Tonic dopaminergic suppression of plasma aldosterone.

To investigate the interaction between dopamine and aldosterone in man, either the dopamine antagonist, metoclopramide [methoxy-2-chloro-5-procainamide (M)], or a placebo was given by an iv bolus in a random, double blind fashion to nine supine volunteers on a hospital diet (mean urinary sodium excretion, 135 +/- 17 vs. 145 +/- 26 meq/24 h; P = NS). After M (10 mg), plasma aldosterone (PA) rose from 6.4 +/- 1.1 to 14.0 +/- 2.2 (SEM) ng/dl (P less than 0.01) within 15 min. PRA, potassium, and cortisol were unchanged. PRL increased 10-fold, but individual increments in PA and PRL did not correlate significantly. Oral M (10 mg) produced a rise in PA in only two of five volunteers. To determine whether the increase in PA was due to the dopamine antagonist properties of M, the iv study was repeated in four of the volunteers during an ongoing dopamine infusion.

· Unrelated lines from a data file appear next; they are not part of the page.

PR #69, opened 2022-11-10
Set up auto-publish.yml

iherman:
This is to run ECHIDNA. Publishing happens when merging into 'main'

(It is a copy-paste of the similar script in the VCDM repo, with the change on the short name.)

### DIFF
--- a/.github/auto-publish.yml
+++ b/.github/auto-publish.yml
@@ -1,0 +1,20 @@
+# .github/workflows/pr-push.yml
+name: CI
+on:
+  pull_request: {}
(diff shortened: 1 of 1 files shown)


msporny (approved):
LGTM. This PR just mechanizes the process that the WG made a [resolution](https://www.w3.org/2017/vc/WG/Meetings/Minutes/2022-10-26-vcwg#resolution1) to put in place.

msporny:
Implementation of process agreed to by existing WG resolution, merging.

The integrated incremental change in PA during the hour after M administration was markedly blunted (399 +/- 56 vs. 69 +/- 32 ng/dl.min; P less than 0.05), and the PRL response was totally abolished. Assuming no major effects of M on the MCR of aldosterone, these data suggest a tonic inhibitory influence of dopamine on aldosterone secretion.